Por Italo Pallotti.-

Nuestro país sufre, a no dudarlo, un cansancio de esos que lastiman; ya no sólo el cuerpo, sino el alma. De esos que lo producen, fatalmente, el comportamiento de gobiernos que en las últimas décadas ocuparon sitios de privilegio en el manejo de la cosa pública. Se olvidaron que la misión de solucionar los conflictos entre las personas requería de una categoría personal, y sobre todo humana, que estuvieron lejos de alcanzar. Una catarata de conflictos que permanecieron en el tiempo han ido sigilosamente corrompiendo las bases de sustentación de una sociedad que en tiempos no muy lejanos ofrecía alguna posibilidad de un futuro más o menos apetecible; digamos que medianamente deseable por una gran mayoría de la población.
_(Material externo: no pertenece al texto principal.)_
PR #4207, opened 2022-10-08
refactor: use stream insertion instead of fmtlib specialization

jackgerrits:
fmtlib automatically uses operator<< for custom types. We should provide those when necessary instead of adding formatter specialization because it does not add an unnecessary dependency and they are more generally usable.

Small fix in automl - anonymous namespaces should not be used in headers.
vw_string_view_fmt.h is no longer needed as operator<< is provided.


jackgerrits:
According to the docs this is opt in, but it seems to work by default for me locally https://fmt.dev/latest/api.html#std-ostream-support

PR #4211, opened 2022-10-11
style: fix some more style issues

jackgerrits:


library/libsearch.h
```diff
@@ -15,87 +15,88 @@ license as described in the file LICENSE.
 #  include <memory>
 
 template <class INPUT, class OUTPUT>
-class SearchTask
+class SearchTask  // NOLINT
```
bassmang, line 18: what does NOLINT mean?

jackgerrits: It tells clang-tidy to ignore this line

bassmang (approved):

PR #4219, opened 2022-10-12
refactor: No RapidJSON in header files

byronxu99:
Hopefully this is a permanent fix for the GetObject issue
- Move implementation of functions using RapidJSON to `.cc` source files
- Replace the header files with just a declaration of the function
- Explicitly instantiate templates for the two possible values of `<bool audit>`
- Simplify CMake files now that RapidJSON no longer needs to be exported


jackgerrits (approved):
This is so great! Thank you!

PR #288, opened 2021-12-12
Array fix ignored specs

TheGrizzlyDev:
Went through some of the specs we skipped while developing Array and re-enabled the most trivial ones, which mostly had to do with bignum or open ranges.


src/array_value.cpp
```diff
@@ -40,6 +40,10 @@ ValuePtr ArrayValue::initialize(Env *env, ValuePtr size, ValuePtr value, Block *
     auto to_int = SymbolValue::intern("to_int");
     if (!size.is_integer() && size->respond_to(env, to_int))
         size = size->send(env, to_int);
+
+    if (size.is_bignum())
+        env->raise("RangeError", "bignum too big to convert into `long'");
```
richardboehme, line 45: Maybe not in scope of this PR but should we add a small helper for this? We already have IntegerValue::assert_fixnum but this requires hydration (because we need to call it on IntegerValue)...

richardboehme (commented):
That's pretty cool! 👍

src/array_value.cpp
TheGrizzlyDev: To be honest, I think this is a great idea! Since this method is only used in Array currently maybe we should just move it to ValuePtr instead, what do you think? It'd help us getting a bit more dehydrated :)

richardboehme: Yeah I guess that would be cool. Do you think `assert_fixnum` would automatically assert that it's an integer as well? This would mean we could remove the `size->assert_type` as well when we assert fixnum.

TheGrizzlyDev: Oh, that's how I am doing it to be honest!

Issue #291, opened 2021-12-13
Use const more consistently


seven1m:
As a C/C++ noob, and as a lazy human being, I have not been great about using `const` everywhere I should have. This issue will track progress toward a full "const-aware" Natalie.

I will be adding [clang-tidy](https://clang.llvm.org/extra/clang-tidy/) configuration and tooling to help us find missing `const` qualifiers and to add them.

seven1m:
I don't believe this is complete, by any means, but I have made enough `const` changes that clang-tidy no longer yells at me. There are certainly other types we can mark const, but that will just have to be a discipline we embrace going forward.

PR #292, opened 2021-12-13
Add clang-tidy config and start working on adding `const` everywhere

seven1m:
This is some progress toward #291.


seven1m:
Oh, I forgot strlcpy isn't available everywhere.

PR #296, opened 2021-12-15
Unionise Value

Hendiadyoin1:
This decreases the size of Value by unionising the Object* and the fast_integer.
The test-performance does not seem to be affected significantly by this, but it
is still nice to decrease the memory footprint a bit.

### DIFF
--- a/src/value.cpp
+++ b/src/value.cpp
@@ -31,8 +31,9 @@ void Value::hydrate() {
         // debugging VERY confusing. Maybe someday we can remove this GC stuff...
         bool was_gc_enabled = Heap::the().gc_enabled();
         Heap::the().gc_disable();
+        auto i = m_integer;
+        m_object = new IntegerObject { i };
         m_type = Type::Pointer;
-        m_object = new IntegerObject { m_integer };
         if (was_gc_enabled) Heap::the().gc_enable();
         break;
     }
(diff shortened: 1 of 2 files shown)


seven1m:
Thanks!

seven1m:
:thinking:

src/value.cpp
```diff
@@ -29,7 +29,6 @@ void Value::hydrate() {
     case Type::Integer: {
         m_type = Type::Pointer;
         m_object = new IntegerObject { m_integer };
```
TheGrizzlyDev, line 31: c++ noob here, but isn't this implying that Value has both m_object and m_integer at the same time? Could it be that when building not in release that is possible and somehow does not complain but when running the release build the union gets compacted and thus you'd end up with some kind of undefined behaviour?

seven1m: It's a good thought. We did try different ordering here, a temporary variable, etc., but it didn't seem to matter. But we may have missed something.

seven1m:
This made a wee-bit of a speed up on the boardslam example code, so that's neat.

Screenshot from 2021-12-21 20-31-26

seven1m:
Here's a slightly better speed-up from the [pemutation_spec.rb](https://github.com/seven1m/natalie/blob/master/spec/core/array/permutation_spec.rb):

Screenshot from 2021-12-21 21-10-35

Issue #217, opened 2021-10-04
Implement methods of String


seven1m:
Our main approach is to work on one spec from [ruby/spec](https://github.com/ruby/spec/tree/master/core/string) at a time, implementing as much of the spec as possible, then check it off the list:

- [ ] allocate_spec.rb
- [ ] append_spec.rb
- [ ] ascii_only_spec.rb
- [ ] b_spec.rb
- [ ] bytesize_spec.rb
- [ ] byteslice_spec.rb
- [ ] bytes_spec.rb
- [ ] capitalize_spec.rb
- [ ] casecmp_spec.rb
- [ ] case_compare_spec.rb
- [ ] center_spec.rb
- [ ] chars_spec.rb
- [ ] chomp_spec.rb
- [ ] chop_spec.rb
- [ ] chr_spec.rb
- [ ] clear_spec.rb
- [ ] clone_spec.rb
- [ ] codepoints_spec.rb
- [ ] comparison_spec.rb
- [ ] concat_spec.rb
- [ ] count_spec.rb
- [ ] crypt_spec.rb
- [ ] delete_prefix_spec.rb
- [ ] delete_spec.rb
- [ ] delete_suffix_spec.rb
- [ ] downcase_spec.rb
- [ ] dump_spec.rb
- [ ] dup_spec.rb
- [ ] each_byte_spec.rb
- [ ] each_char_spec.rb
- [ ] each_codepoint_spec.rb
- [ ] each_grapheme_cluster_spec.rb
- [ ] each_line_spec.rb
- [ ] element_reference_spec.rb
- [ ] element_set_spec.rb
- [ ] empty_spec.rb
- [ ] encode_spec.rb
- [ ] encoding_spec.rb
- [ ] end_with_spec.rb
- [ ] eql_spec.rb
- [ ] equal_value_spec.rb
- [ ] force_encoding_spec.rb
- [ ] freeze_spec.rb
- [ ] getbyte_spec.rb
- [ ] grapheme_clusters_spec.rb
- [ ] gsub_spec.rb
- [ ] hash_spec.rb
- [ ] hex_spec.rb
- [ ] include_spec.rb
- [ ] index_spec.rb
- [ ] initialize_spec.rb
- [ ] insert_spec.rb
- [ ] inspect_spec.rb
- [ ] intern_spec.rb
- [ ] length_spec.rb
- [ ] lines_spec.rb
- [ ] ljust_spec.rb
- [ ] lstrip_spec.rb
[...]

PR #298, opened 2021-12-16
String strip! family

RobertBendun:
Another 3 for #217


src/string_object.cpp
```diff
@@ -671,6 +679,32 @@ Value StringObject::lstrip(Env *env) const {
...
+    for (first_char = 0; first_char < len; first_char++) {
+        char c = c_str()[first_char];
+        if (!is_strippable_whitespace(c))
+            break;
+    }
+
+    if (first_char == 0)
+        return NilObject::the();
+
+    memcpy(&m_string[0], &m_string[0] + first_char, len - first_char);
```
seven1m, line 703: You cannot memcpy from one part of a string onto an overlapping part. From the man page for `memcpy`:

>If dst and src overlap, behavior is undefined.

So we'll need a temporary buffer.

seven1m (changes requested):

src/string_object.cpp
RobertBendun: Oh yes, wierldy I have been sure that is defined for this kind of copy, but we can use [memmove](https://en.cppreference.com/w/cpp/string/byte/memmove) without temporary buffer

seven1m: OK, I think I see. It's not actually overlapping, since it's copying characters to the "left". Ok, carry on.

seven1m (approved):

seven1m:
Thanks!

Todo se rompió, fracturaron la columna vertebral de los aspectos primarios que una sociedad adulta tiene la obligación de sostener en el tiempo. Hubo una especie de trampa que las malas praxis, con un desinterés crónico para hacerse cargo de sus responsabilidades produjeron en los dirigidos una especie de aceptación casi patológica. Abrumadoramente dañina.

Tan dramáticamente hostil parece todo que gran parte del pueblo se pregunta si las situaciones límites a las que fue llevado no han obedecido a una compleja planificación o bien a un mecanismo desde lo político que los propios actores cayeron bajo ese influjo perverso, sin medir, ni cercanamente, los perjuicios que causaban al cuerpo social. Desde ya que resulta imposible establecer un diagnóstico del final de este estado de cosas. Sí es cierto que en el medio se incentivó una filosofía del “vamosviendismo” que tuvo en el populismo y la demagogia su puerta de ingreso. Y las consecuencias fueron desarticular el proyecto de país. Dejarlo paulatinamente bajo los efectos de una porosidad cultural, cuyas consecuencias están a la vista. Dinamitaron la educación, base de lanzamiento para cualquier plan que se precie de ser serio. Prostituyeron los comportamientos entre pares. Da lo mismo ser derecho que traidor (parafraseando a Cambalache). Nos indujeron a un lodo indeseado por una inmensa mayoría. Las normas de convivencia cayeron en un abismo donde el respeto y la armonía sucumbieron de un modo grosero, casi cavernario. La paz social se estrelló frente a la locura del agravio. De la violencia, la furia y el salvajismo. Hoy ser víctima de ello en la espantosa normalidad. Los victimarios, por ahora, pareciera, blindados por un escudo protector que les dio un amparo oprobioso, sostenido por parte de la Justicia y algunas doctrinas de garantismo infame, brutalmente exagerado (léase liberación y protección de delincuentes, por ejemplo, como si tal cosa).

Dicho esto, los últimos casos de inseguridad criminal, rodeados de una ferocidad y crueldad que espanta (casos Paloma y Josué, o el último de Kim; junto a las desapariciones extrañas de niños (Loan y Lian) o el asesinato de Silvia en Vicente López, mientras esto escribo, ponen sobre la mesa un estado de extrema preocupación social y política, que, al margen de ser ya hora, esperemos no sea demasiado tarde. Esta nación triste, devastada de ilusiones, merece que los políticos y la justicia dejen de lado su soberbia, las componendas, y se encarguen de sostener este edificio estropeado que es la República; para que vivirla sea en paz y sin angustias. Una inmensa nostalgia de viejos tiempos nos lleva a pensar en aquello de “Entre lo que fuimos y lo que somos” del título.